Architecture
The landmark hotel was designed by Belgian architect Ernest Jaspar. He introduced the local Heliopolis style of architecture, a synthesis of Persian, Moorish Revival, Islamic, and European Neoclassical architecture. It was built by the contracting firms Leon Rolin & Co. and Padova, Dentamaro & Ferro, the two largest civil contractors in Egypt then. Siemens & Schuepert of Berlin fitted the hotel's web of electric cables and installations. The utilities were to the most modern standards of their day. The hotel operations were under French administered management.
The Heliopolis architectural style, responsible for many wonderful original buildings in Heliopolis, was exceptionally expressed in the Heliopolis Palace Hotel's exterior and interior design. The hotel had 400 rooms, including 55 private apartments. Beyond the Moorish Revival reception hall two public rooms were lavishly decorated in the Louis XIV and the Louis XV styles. Beyond those was the Central Hall, the primary public dining space with a classic symmetrical and elegant beauty.

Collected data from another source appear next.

PR #7625, opened 2025-08-06
Add dependency review workflow

eloquence:
Towards https://github.com/freedomofpress/securedrop-dev/issues/14. This does not directly address the redundancy (it adds another check), but it covers the ground that our per-repo `safety` checks cover so we can remove them without regret.

If this looks good, I will prepare additional similar PRs to add the action, and to remove the per-repo `safety` checks, as appropriate.

## Test plan
- Review the description of the action itself: https://github.com/actions/dependency-review-action
- Review https://github.com/freedomofpress/securedrop/actions/runs/16791402650 as an example of a failed run (commit since dropped)

## Checklist

This change accounts for:

### DIFF
--- a/.github/workflows/dependency-review.yml
+++ b/.github/workflows/dependency-review.yml
@@ -1,0 +1,14 @@
+name: 'Dependency Review'
+on: [pull_request]
+
+permissions:
+  contents: read
+
+jobs:
+  dependency-review:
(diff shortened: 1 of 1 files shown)


legoktm (approved):
LGTM, thanks for setting this up.

PR #7627, opened 2025-08-07
Don't run safety in CI and remove duplicative ignore-list

eloquence:
Towards https://github.com/freedomofpress/securedrop-dev/issues/14

## Test plan
- Verify that the `semgrep` test in `static-analysis` still works as expected
- Verify that `safety` has been correctly removed from all requirements
- Verify that `safety` no longer runs and what remains is what we want to keep

## Checklist

This change accounts for:


Makefile
```diff
@@ -127,85 +127,16 @@ zizmor:  ## Lint GitHub Actions workflows.
 .PHONY: lint
 lint: check-ruff ansible-config-lint app-lint html-lint shellcheck typelint yamllint zizmor check-strings check-supported-locales check-desktop-files ## Runs all lint checks
 
+# This Makefile target is provided for convenience. The project relies on
+# GitHub Dependabot alerts and centralized safety checks as the primary method
+# to generate vulnerability alerts.
```
eloquence: On balance, I figured there's no harm in keeping this around for quick local checks if there's anything we might be overlooking by other methods, stuff that should no longer be ignored, etc.

.github/workflows/security.yml
```diff
@@ -19,21 +19,18 @@ jobs:
...
+  static-analysis:
     runs-on: ubuntu-latest
     steps:
       - uses: actions/checkout@v4
         with:
           persist-credentials: false
       - uses: actions/setup-python@v5
         with:
-          python-version: '3.8'
+          python-version: '3.11'
```
eloquence: 3.8 is EOL :). Seems to be just as happy with 3.11.

legoktm: Let's do 3.12 since that's what all the dependencies are aiming for given noble.

Makefile
legoktm: I personally would like to just get rid of it entirely to reduce confusion and make it clear that safety isn't used at the repo level...since we already require people to install it manually I don't think having the `make safety` wrapper provides much benefit if there is a legit reason for people to run it locally.

eloquence: @legoktm In that case, do you want me to remove it from here and the pip-compiled version as well?

https://github.com/freedomofpress/securedrop/blob/6c2475402eb814971cf649a2b04d8619fec8b277/securedrop/requirements/develop-requirements.in#L35

legoktm: Yes please.

eloquence: Done.

eloquence:
(Because it renames a required check, this will require infra involvement to be mergeable once it's been approved; the required check will always remain yellow otherwise.)

legoktm (approved):
LGTM, will ask infra to rename the job.

PR #7629, opened 2025-08-08
refactor: `eager_query()` wraps SQLAlchemy queries for consistent eager loading

### LINKED ISSUE #7628: `/api/v2/*`: eager-load consistently
@legoktm's insight in #7604 is that the v2 Journalist API should prefer expensive eager queries over _apparently_ cheaper lazy queries, because SecureDrop Application Servers are sufficiently overprovisioned that we might as well load everything into RAM every chance we get.

#7624 preserves this strategy in `/index` for top-down queries of all `Source`s and their collections but violates it in `/metadata` for filtered queries out of a given `MetadataRequest`.[^1]  We should standardize eager loading across the v2 API endpoints.  This change will be invisible to consumers (except in the optimization over large datasets).  A few tests' `assert_query_count()` expectations may change, but they should become more intuitive.

[^1]: https://github.com/freedomofpress/securedrop/pull/7624#discussion_r2261328894

cfm:
- [x] Depends on #7626

Fixes #7628 by providing `eager_query(<model>)` as an extensible DRY abstraction over chaining SQLAlchemy `joinedload()` calls in `<model>.query.options()`.

## Test plan

- [ ] Visual review.
- [ ] `assert_query_count()` calls in a given test now match what you'd intuitively expect from reading through the corresponding API endpoint.

## Checklist

This change accounts for:

## LLM usage

[ChatGPT and I went back and forth on the DRYest way to set query options for eager loading.](https://chatgpt.com/share/68954813-10c0-800f-ace5-7de89e791de3)

### DIFF
--- a/securedrop/journalist_app/api2/__init__.py
+++ b/securedrop/journalist_app/api2/__init__.py
@@ -1,11 +1,12 @@
 import hashlib
 from dataclasses import asdict, dataclass, field
-from typing import Any, Dict, Mapping, NewType, Optional, Set
+from typing import Any, Dict, Mapping, NewType, Optional, Set, Tuple
 
+from db import db
 from flask import Blueprint, abort, json, jsonify, request
-from models import Journalist, Reply, Source, Submission
+from models import Journalist, Reply, SeenFile, SeenMessage, SeenReply, Source, Submission
 from sqlalchemy.inspection import inspect
-from sqlalchemy.orm import Query, joinedload
+from sqlalchemy.orm import Load, Query, configure_mappers, joinedload
 from sqlalchemy.orm.exc import MultipleResultsFound
 from werkzeug.wrappers.response import Response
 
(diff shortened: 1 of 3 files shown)


cfm:
_The_ DRYest approach would actually be to generalize eager loading at the model level, as we do for `Seen{File,Message,Reply}`, e.g.:

https://github.com/freedomofpress/securedrop/blob/6c2475402eb814971cf649a2b04d8619fec8b277/securedrop/models.py#L845-L849

But, even given the "let the server do all the work" assumption I noted from @legoktm in #7628, I imagine we'd want to profile such a change before making it application-wide.

legoktm:
> I imagine we'd want to profile such a change before making it application-wide.

I did a quick smoke test when I made those changes in the API v2 PR, but my theory/assumption has been that it's all lightweight enough that it won't matter in any negative way but may help positively in some cases.

cfm:
Got it.  I'll prepare that change this week in place of this one.

securedrop/journalist_app/api2/__init__.py
```diff
@@ -14,18 +15,57 @@
...
-    """
+# Used by `{Submission,Reply}_query_options()` when called directly rather than
+# via `Source_query_options()`.
+LOADER_BASE = {
+    Submission: Load(Submission),
+    Reply: Load(Reply),
+}
+
+
+def Submission_query_options(base: Load = LOADER_BASE[Submission]) -> Tuple:
```
legoktm: Since this is a function let's name it in all lowercase (same with the ones below)

securedrop/journalist_app/api2/__init__.py
```diff
@@ -14,18 +15,57 @@
...
+    configure_mappers()
+    return (
+        joinedload(Source.star),
+        *Submission_query_options(joinedload(Source.submissions)),
+        *Reply_query_options(joinedload(Source.replies)),
+    )
+
+
+EAGER_BUNDLES = {
+    Source: lambda: Source_query_options(),
```
legoktm: I don't think you need the lambda, I think something like this should work?

```suggestion
    Source: Source_query_options,
```

securedrop/journalist_app/api2/__init__.py
```diff
@@ -14,18 +15,57 @@
...
+    Submission: lambda: Submission_query_options(),
+    Reply: lambda: Reply_query_options(),
+}
+
+
+def eager_query(model: db.Model) -> Query:
+    """
+    Return ``model.query`` with the appropriate eager-loading options applied.
+    Falls back to plain ``model.query`` if no bundle is registered.
```
legoktm: I don't think we should have a silent fallback; if you use `eager_query()` it should actually do something or loudly complain (i.e. an exception) that it's not going to make a difference so that you know to configure it for that type. Or maybe instead of an exception we can codify it at the type-level?

legoktm (changes requested):
Overall looks good, just a few coding style things.

securedrop/journalist_app/api2/__init__.py
cfm: Fixed in bf39c6e74db1c727d6c6955795d8eb5739dc3732.

securedrop/journalist_app/api2/__init__.py
cfm: Fixed in bf39c6e74db1c727d6c6955795d8eb5739dc3732.

securedrop/journalist_app/api2/__init__.py
cfm: Done, with the caveats noted, in fb0b3e003b5e250107b730916cf180e54aac4c5c—and proven useful by 44419da1060c86a8934231528ffcce9137f8d1bc.  :-)

securedrop/journalist_app/api2/__init__.py
cfm: I realized that the `<model>_query_options()` pattern smelled like class methods, so I've refactored this all into `securedrop.models` in bcdee50f63e1bbae9c245549ddcc2e82c43a1045.  Feel free to pop this commit off if you find it overreaching.

legoktm (approved):
Thanks :)

PR #7634, opened 2025-08-08
Remove Focal-specific code and build/development tooling

### LINKED ISSUE #7563: Remove all Focal-specific code from the codebase

zenmonkeykstop:
Fixes #7563 

WIP, some outstanding tasks include:

- ~removing focal requirements and updating scripts~
- ~adding a qubes-staging-noble staging scenario and removing the focal one~ Removed qubes-staging altogether, as a straw poll of team showed it not to be used.
- cleaning up the testinfra tests, removing focal-specific exceptions
- 
(One thing to bear in mind if anyone picks this up - the upcoming admin deb packaging change uses some shared build tooling across `admin` and `securedrop` - so some logic referencing UBUNTU_VERSION  will likely need to stick around to be updated to reference OS_VERSION instead.)
 
## Test plan

TK


builder/tests/test_ossec_package.py
```diff
@@ -1,15 +1,13 @@
...
 from pathlib import Path
 
 OSSEC_VERSION = "3.6.0"
 
-UBUNTU_VERSION = os.environ.get("UBUNTU_VERSION", "focal")
 SECUREDROP_ROOT = Path(
     subprocess.check_output(["git", "rev-parse", "--show-toplevel"]).decode().strip()
 )
-BUILD_DIRECTORY = SECUREDROP_ROOT / f"build/{UBUNTU_VERSION}"
+BUILD_DIRECTORY = SECUREDROP_ROOT / "build/noble"
```
cfm, line 10: I agree with you in <https://github.com/freedomofpress/securedrop/pull/7634#issue-3305323038>, @zenmonkeykstop: I'd rather not lose parameterization even if we wind up narrowing it (always `focal`) or widening it (`UBUNTU_VERSION` → `OS_VERSION`).

zenmonkeykstop: There's a bit of nuance tho: it makes sense to keep it around for cases where we now  have to consider Debian (Tails/Qubes) packages, but not for cases where it's supporting different Ubuntu builds. I know we say this every 5 years, but Noble is likely the last Ubuntu LTS SD will support given work on SecureDrop Protocol and such.

zenmonkeykstop:
Closing in favour of an `stg-`prefixed branch.

PR #942, opened 2016-03-02
Tests: Fix QUnit.stack test to account different path systems

### LINKED ISSUE #940: Development is broken on Windows 10 environment

leobalter:
Fixes #940

Let's check how this goes on the CI.

That was the last bug to fix #940 and have a fine development suite on Windows.

### DIFF
--- a/test/main/stack.js
+++ b/test/main/stack.js
@@ -5,7 +5,7 @@
 
 	// Flag this test as skipped on browsers that doesn't support stack trace
 	QUnit[ stack ? "test" : "skip" ]( "returns the proper stack line", function( assert ) {
-		assert.ok( /\/test\/main\/stack\.js/.test( stack ) );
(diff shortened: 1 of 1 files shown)


trentmwillis:
:+1: looks good to me. Silly Windows and their different separator.

Issue #938, opened 2016-02-26
Add warning if `!details.result` and `actual === expected` for unknown reason.


Parakleta:
In [reporter/html.js#L674-L713](https://github.com/jquery/qunit/blob/65706a1cef576d008b2a714a21cc98a37cf54f29/reporter/html.js#L674-L713) if the test has failed a decision is made about what to actually report.

Prior to 87061fb82bcf9a248c56ccf235b164e989ae2935 the check that `actual != expected` was required to suppress printing the `actual` and difference since there was no `if (!result)` test.  After that change the `actual != expected` test only served to suppress the diff calculation when there would be no diff.  Now (as of ecc33ac75eda91bbe8f31349211325a127bfb913) the `else` clause of that test is also used together with the check that `expected` contains an unexplored array or object to warn that the `QUnit.dump.parse()` has insufficient `QUnit.dump.maxDepth` to express a difference between the objects.

I'd like to propose that a general warning be added as an additional `else` clause to catch all other cases where the test has failed but the `QUnit.dump.parse()` couldn't detect the difference.  The absence of any mention of the `actual` value in some failing tests has recently caused me some confusion because I couldn't tell if the lack of reporting was a bug in QUnit or a problem with my tests. It turned out in this case (obviously in hindsight) that `deepEqual` was needed to compare `NaN`, but other causes of failure could be differing document objects or functions.

trentmwillis:
@Parakleta I'm having a bit of trouble groking what the precise issue you're describing is. Can you provide a reproduction jsfiddle or something similar? Or, at least, what you feel this warning should say?

Parakleta:
This [fiddle](https://jsfiddle.net/parakleta/37s44y1n/) shows three cases where the test fails but the `expected` and `actual` appear the same according to `QUnit.dump.parse()` and so there is no reporting of why the test failed.  I think I'd just like if there was some message such as for the `maxDepth` case, something like:

"Message: Diff suppressed as the expected and actual results have an equivalent serialization"

trentmwillis:
Okay, thanks a lot for the examples! This seems like a reasonable ask, would you mind submitting a PR for it? We might work the exact wording of the error a bit, but I like the idea.

PR #944, opened 2016-03-02
Message explaining missing Report Diff.

Parakleta:
As per #938

### DIFF
--- a/reporter/html.js
+++ b/reporter/html.js
@@ -713,6 +713,10 @@ QUnit.log( function( details ) {
 				" run with a higher max depth or <a href='" +
 				escapeText( setUrl( { maxDepth: -1 } ) ) + "'>" +
 				"Rerun</a> without max depth.</p></td></tr>";
+		} else {
+			message += "<tr class='test-message'><th>Message: </th><td>" +
+				"Diff suppressed as the expected and actual results have an equivalent" +
+				" serialization</td></tr>";
 		}
 
 		if ( details.source ) {


Parakleta:
I've signed the CLA, but the 'check the status' link just returns 404.

leobalter:
maybe it needs an empty commit to check the CLA again.

cc @jzaefferer

trentmwillis:
Seems like maybe the email or full name you provided might not match up with your git config. You can check what those are set as by running `git config -l` in your repository. The `user.name` and `user.email` properties should match what you put in the CLA.

Parakleta:
I don't use the cli tools for PRs, just the built in github editor.  If you click on the commit and add `.patch` to the end of the URL you get the patch email which has 'Parakleta <parakleta@darkreality.org>' as the `From: ` field which is the name and email I entered in the CLA.  How does your CLA tool work?

trentmwillis:
I'm not super familiar with that code, but it looks like it may require the name to contain at least two parts: https://github.com/jquery/jquery-license/blob/master/lib/validate.js#L18-L25

@jzaefferer seems like he would have more insight.

Parakleta:
That looks like it, someone will have to manually put it through then.

jzaefferer:
I don't have access to do the manual confirmation. @scottgonzalez can you help out here?

kborchers:
This should be fixed now @leobalter @Parakleta. Sorry for the delay.

trentmwillis:
Thanks again @kborchers!

@Parakleta sorry for the wait on this, but would you mind adding a test case for this as well?

leobalter:
for the records, @csnover was coming to help too. 

Thanks @kborchers and @csnover.

leobalter:
LGTM

reporter/html.js
```diff
@@ -713,6 +713,10 @@ QUnit.log( function( details ) {
 				" run with a higher max depth or <a href='" +
 				escapeText( setUrl( { maxDepth: -1 } ) ) + "'>" +
 				"Rerun</a> without max depth.</p></td></tr>";
+		} else {
+			message += "<tr class='test-message'><th>Message: </th><td>" +
```
leobalter: this is consistent with [line 710](https://github.com/jquery/qunit/pull/944/files#diff-5b7e94e2a10b848c4ae4b539388f86aeR710) but I wonder if we should keep this `<th>Message: </th>`.

Anyway, this should be addressed in another patch.

leobalter:
Thanks, @Parakleta! This is merged at  8460ced

Issue #943, opened 2016-03-02
Use a windows based CI


leobalter:
Ref #940

cc @trentmwillis

trentmwillis:
A quick search for ["windows ci"](https://www.google.com/#q=windows+ci), doesn't yield a lot of promising results. I'm familiar with using [AppVeyor](https://www.appveyor.com/) and know that the Ember-CLI project also uses it. It is also quite similar to Travis and is easy to set up, so this may be the best option unless anyone has another recommendation.

leobalter:
I am ++ to use AppVeyor.

trentmwillis:
I'll look into setting it up sometime soon. What scripts should we run? I'm thinking we can just do `npm test`, I don't see much reason to run coveralls and browserstack in both CIs.

leobalter:
npm test is the one we should care about.

PR #946, opened 2016-03-03
Build: Introduce AppVeyor for Windows CI

trentmwillis:
Introduces a simple AppVeyor config to enable Windows CI as discussed in #943.

Edit: Unfortunately, looks like it won't actually do an AppVeyor build until after the config has been committed.

### DIFF
--- a/appveyor.yml
+++ b/appveyor.yml
@@ -1,0 +1,23 @@
+# https://www.appveyor.com/docs/build-configuration
+
+# Test against this version of Node.js
+environment:
+  nodejs_version: "4"
+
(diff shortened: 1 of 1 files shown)


leobalter:
Do we need to setup anything on AppVeyor before?

trentmwillis:
I've already enabled it and ran one build (which failed since there is no configuration). After merge it should run for all PRs/merges.

leobalter:
It's merged. Let's see how it goes! :+1:

leobalter:
It worked just fine! That's great!

PR #948, opened 2016-03-04
Readme: Add AppVeyor badge

trentmwillis:
Adding a badge for the AppVeyor build. Also testing to make sure AppVeyor picks up PRs.

It looks like AppVeyor hosts the project under the account name, which in this case is my username, so the CI url is: https://ci.appveyor.com/project/trentmwillis/qunit. Is there or should we set up a "jquery" account so that the URL can look more correct? If so, who can do that?


trentmwillis:
So looks like AppVeyor doesn't have great support for projects owned by GitHub orgs ([relevant article](http://help.appveyor.com/discussions/questions/744-using-appveyor-for-a-github-org)).

@stefanpenner do you have any insight on how Ember-CLI handles this? Did you just set up an extra account?

stefanpenner:
I set up an ember-cli account

trentmwillis:
Okay, cool. Thanks for that info.

@leobalter can you set up a jquery or qunit account that we can use?

leobalter:
It is also running on https://ci.appveyor.com/project/leobalter/qunit. (at least the hook is set to my acc) :P

The link should be https://ci.appveyor.com/project/jquery/qunit. I don't know if someone else at the jQuery Foundation handled it. I couldn't find it being used on other projects from the org (Mobile, UI, Globalize, PEP, etc).

I'll ping @jzaefferer as he might have access to a jQuery org-acc. Meanwhile, let's keep it as it is now. This should not prevent this PR from being merged (LGTM), we may change the badge url later and the badge result is based on the last build regardless the acc.

trentmwillis:
Sounds good. I'll let you handle that. Meanwhile I'll update the badge link to point to your account (since it looks like it took precedence from mine) and then merge this.

Issue #915, opened 2015-12-31
QUnit.equiv treats Map and Set as ordered


gibson042:
https://jsfiddle.net/xd2jnbLa/

I think we should ignore insertion order when comparing these objects ~~(along with WeakMap and WeakSet, which we ignore completely)~~.

leobalter:
There is no way to discover the collections on WeekMaps and WeakSets, that's why it's ignored and compared as regular objects.

> we should ignore insertion order

+1 to this.

PR #949, opened 2016-03-05
Assert: Ignore insertion order for Maps and Sets

trentmwillis:
Addresses #915. Not sure this is the best algorithm in terms of performance, but it gets the job done and is easy to follow.

### DIFF
--- a/src/equiv.js
+++ b/src/equiv.js
@@ -131,18 +131,28 @@ QUnit.equiv = ( function() {
 		},
 
 		"set": function( b, a ) {
-			var aArray, bArray;
+			var innerEq,
+				outerEq = true;
 
-			aArray = [];
-			a.forEach( function( v ) {
-				aArray.push( v );
-			} );
-			bArray = [];
-			b.forEach( function( v ) {
-				bArray.push( v );
+			if ( a.size !== b.size ) {
+				return false;
+			}
+
+			a.forEach( function( aVal ) {
+				innerEq = false;
+
+				b.forEach( function( bVal ) {
+					if ( innerEquiv( bVal, aVal ) ) {
+						innerEq = true;
+					}
+				} );
+
+				if ( !innerEq ) {
+					outerEq = false;
+				}
 			} );
 
-			return innerEquiv( bArray, aArray );
+			return outerEq;
 		},
 
 		"map": function( b, a ) {
--- a/src/equiv.js
+++ b/src/equiv.js
@@ -146,18 +146,28 @@ QUnit.equiv = ( function() {
 		},
 
 		"map": function( b, a ) {
-			var aArray, bArray;
+			var innerEq,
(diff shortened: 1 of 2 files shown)


src/equiv.js
```diff
@@ -131,33 +131,53 @@ QUnit.equiv = ( function() {
...
+
+				b.forEach( function( bVal ) {
+					if ( innerEquiv( bVal, aVal ) ) {
+						innerEq = true;
+					}
+				} );
+
+				if ( !innerEq ) {
+					outerEq = false;
+				}
```
gibson042: Checking Sets and Maps means we _have_ Sets and Maps, so this could be as simple as:
```js
a.forEach( function( aVal ) {
	eq = eq && b.has( aVal );
} );
```
or the faster but more complex
```js
var iterator = a.values(),
	item = iterator.next();
for ( ; !item.done; item = iterator.next() ) {
	if ( !b.has( item ) ) {
		return false;
	}
}
return true;
```
with analogous options for Map (maybe even _identical_ if both use `entries`).

trentmwillis: So I tried this approach. However, it seems `has` simply checks the reference for objects. That means if one of the entries has identical objects but they're not the same object, the check will fail. That's not the current behavior and I don't believe it is the behavior we want.

gibson042: Ah, of course! Can you add a test for that case (Sets containing distinct but deeply-equal non-primitive values with different insertion orders)?

trentmwillis: Will do. I'll add an equivalent test for Maps as well.

gibson042: I think that one already exists: https://github.com/jquery/qunit/pull/949/files#diff-d901125d4db3b69d066f186fe4a455b1R1834

trentmwillis: That doesn't cover the different insertion orders part of your ask. For both Maps and Sets, there are tests for distinct but deeply-equal non-primitive values and tests for different insertion orders, but none that do both together.

trentmwillis:
@gibson042 added some additional test cases. I think this should be good now.

@leobalter AppVeyor seems to have failed due to runtime being too long. Looks to be a transient issue, could you set me up as a team member on AppVeyor so I can restart when issues like those arise?

leobalter:
I might have set it. I tried to add the Github's QUnit team as admin. Please tell if it works.

trentmwillis:
@leobalter it doesn't seem to have worked. I think you'll have to add individuals as I don't think AppVeyor has good support for organizations

leobalter:
@trentmwillis would you try it again?

I couldn't add @gibson042's email there, it says it's not valid. Maybe he should register.

We need to check with @jzaefferer about creating a team acc there, which should probably be a jQuery acc.

Sorry for side tracking this issue.

Issue #824, opened 2015-06-06
Quoted "<" breaks diff oO


FagnerMartinsBrack:
Using version 1.18.0: http://jsfiddle.net/yptmch4k/1/

When I compare the string `c=<` against `c="<"` using `strictEqual` the diff breaks, is it intended?

![image](https://cloud.githubusercontent.com/assets/835857/8020973/89b50a14-0c64-11e5-9294-88fac7257360.png)

jzaefferer:
For the record, no, that's not intended. Looking for help to get this fixed.

PR #950, opened 2016-03-05
HTML Reporter: Fix escaping of diffs

trentmwillis:
Attempts to address #824.

The root cause was that the `actual` and `expected` values were escaped before getting passed into `QUnit.diff()`. This in odd behavior for diffs that included entities. The proposed solution is to allow `QUnit.diff()` to perform the escaping as it constructs the output HTML.

One open question on this: I've copied the `escapeText` function from the reporter, this causes duplicate code. However, it seems like the alternative would be to add it to the `QUnit` global. Which approach seems better? I tend to think the latter, but went with the former to prevent polluting the global more.


gibson042:
First of all, thanks! Addressing the deep issues here is long overdue.

> One open question on this: I've copied the `escapeText` function from the reporter, this causes duplicate code. However, it seems like the alternative would be to add it to the `QUnit` global. Which approach seems better? I tend to think the latter, but went with the former to prevent polluting the global more.

I'd rather see `QUnit.diff` itself move into the HTML reporter, since that is the site of its [only internal use](https://github.com/jquery/qunit/blob/a685a17131a746260c55bfeb522eab512f3d6d77/reporter/html.js#L697) (which is fitting, since the function [_returns HTML_](https://github.com/jquery/qunit/blob/0f9ae3443a0fc78d96baa2eb86f90b0cba9264b5/src/diff.js#L1162)). I'd also be open to rearchitecting it for external separation of patch generation from presentation, but let's start with just a move.

reporter/html.js
```diff
@@ -676,20 +676,20 @@ QUnit.log( function( details ) {
...
 		if ( details.negative ) {
-			expected = escapeText( "NOT " + QUnit.dump.parse( details.expected ) );
+			expected = "NOT " + QUnit.dump.parse( details.expected );
 		} else {
-			expected = escapeText( QUnit.dump.parse( details.expected ) );
+			expected = QUnit.dump.parse( details.expected );
 		}
 
-		actual = escapeText( QUnit.dump.parse( details.actual ) );
+		actual = QUnit.dump.parse( details.actual );
```
gibson042: Note the [risk of regression](https://github.com/jquery/qunit/blame/a32ccfaefbe75bea2a4c84f46656d560e2f2fbed/History.md#L531) here. Do we have any tests protecting us from faulty assumptions regarding escaped vs. unescaped input to `QUnit.diff`?

trentmwillis:
> I'd rather see `QUnit.diff` itself move into the HTML reporter

Makes sense; I hadn't considered that option before. Will try that approach.

reporter/html.js
trentmwillis: What sort of test would you expect? We have tests of the output of `QUnit.diff` though I'm not sure those cover the cases you're alluding to.

gibson042: I would like to see assertions covering the behavior of `QUnit.diff` [when provided strings containing escaped and/or unescaped HTML](https://jsfiddle.net/gL6djqm0/) (and also Javascript escape sequences, for that matter). Looking at [test/reporter-html/diff.js](https://github.com/jquery/qunit/blob/0f9ae3443a0fc78d96baa2eb86f90b0cba9264b5/test/reporter-html/diff.js), I see this as a sizable gap.

trentmwillis: Okay, will add those. Is `QUnit.diff` considered public API? Because this change will definitely alter the behavior of the function.

leobalter: > Is QUnit.diff considered public API?

yes.

> Because this change will definitely alter the behavior of the function.

If it's not a fix, but a breaking change, we might consider deprecating it.

trentmwillis: > If it's not a fix, but a breaking change, we might consider deprecating it. (from the public api)

It's the correct fix for the reported issue, but it is also breaking because the current behavior is broken. We should be escaping the values we put into the returned markup rather than assuming the passed in values are correctly escaped.

I don't necessarily see a reason to remove the function from the public API, but we will probably want to deprecate the current behavior and move to the new behavior in 2.0.

leobalter: > breaking because the current behavior is broken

The Central Hall's dome, awe inspiring to guests, measured 55 m from floor to ceiling. The 589 m2 hall's architectural interior was designed by Alexander Marcel of the French Institute, and decorated by Georges-Louis Claude. Twenty-two Italian marble columns circled the parquet floor up to the elaborate ceilings. The hall was carpeted with fine Persian carpets and had large mirrored wall panels and a substantial marble fireplace. To one side of the Central Hal was the Grillroom seating 150 guests, and to the other was the billiards hall, with two full-sized British Thurston billiard tables and a 'priceless' French one. The private banquet halls were quite large and elaborate.[12]
The mahogany furniture was ordered from Maple's of London. Damascus-made 'East Orient style' lamps, lanterns, and chandeliers hung throughout, suspended like stalactite pendants. The upper gallery contained oak-paneled reading and card rooms furnished by Krieger of Paris. The basement and staff areas were so large that a narrow gauge railway was installed running the length of the hotel, passing by offices, kitchens, pantries, refrigerators, storerooms and the staff mess.[13]